I definately won't procrastinate, just want it planned well. I'll be busy this weekend.

----------


## simpleyork

he took a week old rat today! good sign. took measurements on that tool box this morning 
5'8" x 3'6" x 1'10"  then I'll add a 1'9" more to it in hight

----------


## Robyn@SYR

Great husbandry will work wonders for a troubled Water (or any under kept lizard). You do have to watch for respiratory issues, blowing bubbles and clicking, that would be a negative sign.

But great temps, hydration, secure hides, followed by a strong diet, and you could be on the right track.

However, eggs, goldfish and frozen walrus pops do not a good diet make. 

Feeder insects, rodents. Done. That is all you need. Feeding a monitor that already has likely parasite issues more prey items that have all new parasite issues (goldfish) is running down the wrong road.

Don't force feed or assist feed, that in not needed.

Check out the monitor info at our site ProExotics.com, in the FAQ and caresheet section.

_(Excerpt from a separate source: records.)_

PR #3688, opened 2026-09-19
JS/TS: scope let/const bindings to their own block, not the function (issue 2822)

### LINKED ISSUE #2822: JS/TS: block-scoped let/const bindings suppress genuine indirect_call edges outside their scope
**Version:** graphifyy 0.9.45 · macOS arm64 · Python 3.14.7
**Related:** #2241 / #2517 / #2569 / #2606 — the same shadow set, but those were all cases of a binding *missing* from it. This is the opposite direction: bindings applied more widely than their real scope.

## Summary

`_js_local_bound_names` collects `let` / `const` bindings into one **function-wide** set, but
both are block-scoped in JS. A reference to a same-named module callable made *outside* the
block that binds the name has its genuine `indirect_call` edge suppressed.

Two shapes reach it, and they are the same defect in the same walk:

- a `const` / `let` declared inside any block (`if`, `try`, a bare `{}`)
- a `for...of` / `for...in` head, added in v0.9.42 for #2606

I am **not** proposing a patch. I prototyped the obvious change, but it was not safe; details in
[Why no patch](#why-no-patch) below.

## Repro — v0.9.45

Each case emits the edge when the inner binding is removed, so the binding is what suppresses it.

```js
// (1) block-scoped const, reference OUTSIDE the block
function k(x){ return x; }
export function run(flag, p){
  if (flag) { const k = 1; void k; }
  return p.submit(k);          // <- module `k`. Edge suppressed.
}

// (2) for-of, reference AFTER the loop
function k(x){ return x; }
export function run(p){ for (const k of [1]) void k; p.submit(k); }

// (3) reference from a closure that outlives the loop
function k(x){ return x; }
export function run(p){ for (const k of [1]) void k; return () => p.submit(k); }
```

| case | expected | v0.9.45 |
|---|---|---|
| (1) block-scoped `const`, ref outside the block | edge | **none** |
| (2) `for (const k of …)`, ref after the loop | edge | **none** |
| (2′) same with `let` | edge | **none** |
| (3) ref from a closure after the loop | edge | **none** |
| *control:* loop variable used **inside** the loop (#2606) | none | none ✓ |
| *control:* case (1) with the inner `const` deleted | edge | edge ✓ |

The last two rows matter: the #2606 behaviour this would interact with is correct and must stay
correct, and the control shows the inner binding is the trigger.

## Mechanism

`engine.py`, `_js_local_bound_names`. Its own docstring scopes the intent to function and class
boundaries:

> Nested function and class scopes are not descended into.

and `_JS_SCOPE_BOUNDARY` is exactly that — function and class node types, no block statement:

```python
_JS_SCOPE_BOUNDARY = frozenset({
    "function_declaration", "function_expression", "function", "arrow_function",
    "method_definition", "class_declaration", "class", "generator_function",
    "generator_function_declaration",
})
```

So `walk` descends through every block in the body and both branches feed the one function-wide
`bound` set:

```python
def walk(n) -> None:
    for c in n.children:
        if c.type in _JS_SCOPE_BOUNDARY:
            continue
        if c.type == "variable_declarator":
            ...                     # case (1): a `const` inside any block
        elif c.type == "for_in_statement":
            left = c.child_by_field_name("left")
            ...                     # cases (2)-(3), added for #2606
        walk(c)
```

That was accurate for `var` (function-scoped, hoisted) and has been over-broad for `let` /
`const` since ES6.

The repository already has the channel for a correctly-scoped binding — `extra_locals`, threaded
through `walk_calls` by #2241 and used by the `catch_clause` fold from #2517, which applies a
binding to its own subtree only. `var` heads would still belong in the function-wide set.

## Why no patch

I previously prototyped the obvious `extra_locals` routing, but it exposed other inaccuracies in
the shadow collector and was not safe. I have not revalidated that prototype on v0.9.45, so I am
not presenting its old measurements as evidence or proposing it here.

A correct fix has to preserve function-scoped `var`, keep suppressing a loop binding *inside* its
own loop (#2606), and not open a path for unrelated by-name references.

## Field frequency of the for-of arm on v0.9.45

Diffing `indirect_call` edge sets between v0.9.45 and v0.9.45 with the for-of hunk reverted
(one file differs), over 920 non-minified JS/TS files — minified bundles excluded because a
judgment about `j() -> b()` inside a one-line bundle is not worth much:

```
corpus                          files   without hunk   with hunk   suppressed
dfs-crawler/src                    51             31          31            0
mongoose                          295             68          47           21
handlebars                        106             56          56            0
puppeteer-extra-plugin-stealth     54              7           7            0
eslint                            414            360         359            1
                                  920                                      22   (0 gained)
```

I classified all 22 with the parser — whether the reference site lies inside the body of a
for-in/of that binds that name — and got **22/22 CORRECT**, no regressions and nothing
unclassified.

Scope of that result: no out-of-loop suppression from the for-of arm appeared in this sample.
This A/B says nothing about ordinary block-scoped declarators — case (1) — because that
collector path is identical in both builds, so the diff cannot see it. I have no field
measurement for case (1).

So: reproducible in isolation, with the one arm I could A/B showing no field occurrences.
Filing anyway because the scoping rule is wrong independently of how often it is hit, and
because someone writing `for (const x of …)` or an `if`-block `const` followed by a same-named
module helper loses a real edge with no signal. Weight it accordingly.

## Note on the interaction with #2606

#2606 is still open and reports the opposite direction — a loop binding *not* shadowing inside
its own loop. The v0.9.42 hunk addresses that; this issue is the scope regression that hunk
introduced on the other side of the same collector.

Fixing this must not regress #2606 — a loop variable used *inside* its loop still has to shadow.
The control row above is that case, and any candidate fix should keep it. The distinction is
where the reference sits relative to the binding's real scope, which is what `extra_locals`
already expresses for `catch`.

ayushcodes10:
## What

`_js_local_bound_names` collected `let`/`const` declarator targets, and a `for`/`for-of`/`for-in` loop's own binding, into one function-wide shadow set. Both are block-scoped in JS (unlike `var`, which is genuinely function-scoped through hoisting, regardless of nesting depth). A reference to a same-named module callable made *outside* the block that actually binds the name had its genuine `indirect_call` edge suppressed:

- a `const`/`let` declared inside a nested `if`/`try`/bare-`{}` block
- a `for...of`/`for...in` loop binding, referenced after the loop ends
- a closure that outlives the loop and still references the loop binding

This is issue #2822's own repro, reproduced directly against current `v8` before any change (all 3 cases produced no edge; the control case — a reference still inside the loop, #2606 — correctly produced none either).

## Fix

The function-wide set (`_js_local_bound_names`) now only collects `var` — distinguished by checking whether a `variable_declarator`'s parent is `variable_declaration` (var) rather than `lexical_declaration` (let/const), and a `for-in`/`for-of` loop's own binding only when it uses `var`.

Every `let`/`const` and `for`/`for-of`/`for-in` binding is instead folded into `extra_locals` for exactly its own block or loop subtree — the same mechanism already used for `catch` bindings (#2517) — via a new `_js_direct_lexical_names` helper plus two new cases in `walk_calls` (for `statement_block`/`for_statement`, and `for_in_statement`). A reference genuinely inside that block or loop still correctly shadows, while one outside it resolves. A C-style `for (let i = ...)` loop's own initializer gets the same treatment, since it's scoped to the whole loop the same way a `for-of` binding is.

## Tests

New file `tests/test_indirect_call_block_scoped_shadow.py`, 8 tests:
- the issue's 3 reported shapes (block-scoped const, for-of after the loop, closure outliving the loop)
- the control case that must not regress (#2606: a reference still inside its own loop)
- `var`'s continued function-wide reach in the same shapes (block and for-of)
- a C-style `for (let ...)` loop, asserting on `source_location` since both calls read as identical source text and a plain edge-presence check can't distinguish "only the outside call resolved" from "both wrongly resolved"
- a genuine reference elsewhere still resolving (no blanket suppression)

Verified each of the 4 new-behavior tests fails against the pre-fix code and passes after. Full suite: 5694 passed, 68 skipped, 0 failures.

Fixes #2822


ayushcodes10:
Note on risk: the issue itself says the reporter prototyped this same general approach (routing block-scoped bindings through \`extra_locals\`, mirroring the existing \`catch_clause\` fold) and found it "exposed other inaccuracies in the shadow collector" and "was not safe" — without specifying which inaccuracies. That's a serious, specific caution from someone who clearly did deep field-testing (see the issue's own 920-file A/B methodology for the for-of arm), so I want to be upfront about it rather than let it go unmentioned.

What I did to try to gain confidence despite that: reproduced the issue's exact 3 cases plus its own control case against current \`v8\` before writing anything; verified \`var\`'s continued function-wide (hoisted) reach isn't broken in the same shapes (block-nested and for-of); verified a C-style \`for (let i = ...)\` loop still shadows correctly *inside* its own loop while a reference *outside* it now resolves, distinguishing the two via \`source_location\` since a naive edge-presence check can't tell them apart; ran the full existing shadow/indirect_call test suite (\`catch\`, single-arrow-param, external-import, nested-closure, for-of, #2606) plus the complete test suite (5694 tests) with zero regressions; and confirmed each new test genuinely fails against the pre-fix code.

That said, I don't know what specific "other inaccuracies" the reporter's own prototype surfaced, so I can't be certain this fix doesn't share whatever gap theirs had. Flagging this explicitly so review weighs it accordingly — happy to dig further into any specific concern, or to have this held for closer scrutiny before merge given that history.

safishamsi:
Shipped in **v0.9.65** (on PyPI). Cherry-picked with authorship preserved. Thanks @ayushcodes10!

Some things I need to update, like soaking (not needed given a good setup, unless you are trying to get pretty pictures done), but temps and diet info is all applicable to your animal.

Once you get some food in, poop will come out, then you need to get a fecal done at the vet, and treat parasites accordingly.

Cage wise, I would work around the cattle troughs for now, build from there, that is your best bet.

Best of luck.

----------

wolfy-hound (04-12-2012)

----------


## infernalis

Thanks for posting that Robyn, I wanted to make the statement about not needing a soak, but I didn't want to be viewed as going against your established care sheet.

----------


## simpleyork

hey thanks. i'll not feed them any goldfish anymore.  just put the rat in this morning before heading out to do some stuff in town when i came back he had eaten it and was basking under the lamp, so the mice i bought will have to wait, he does have a supply of dubia roaches and has eaten a few of them as well.  Bought some wood today so tomorrow i'll get his new encloser put together and pictures put up for critque

Robyn@SYR  I printed up that care sheet you had on it and am going to do all I can to follow it to the "T"
thanks

----------


## Robyn@SYR

Best of luck with your Water. They can be a bit tricky, but once you get the basics down, they thrive. Search out Jim Heck on Facebook, he has a PE Water, a BIG one, and he would probably chat you up about adult caging.

Here is a pic, not sure who all can see it:

http://www.facebook.com/photo.php?fb...type=3&theater

And Wayne, I have needed to update that caresheet for years. Still do : )

Basics are still fine, but I did want to clarify the soaking. It CAN be helpful, especially for dehydrated lizards, but it is not necessary for a proper kept lizard in a non-desiccating cage (screen top style). It IS super helpful in prepping an animal for pics though. Our babies were soaked every week or two, and always looked like a million bucks : )

----------


## simpleyork

Anatopism- I like that enclosure, I was thinking for my Ornate to do a large L-shaped cage in the front  room though I may have to bribe the wife by remodeling the kitchen for her. 
I'll get this cage done for the Water Monitor to give me a little time to get the final cages figured out how I want them.

----------


## simpleyork

today's work














I'll be adding one more light to help with the ambient temps 

He's been moving around checking out everything so much more lively

----------


## wolfy-hound

I hate to ask the obvious question, but you do have a closed lid, right?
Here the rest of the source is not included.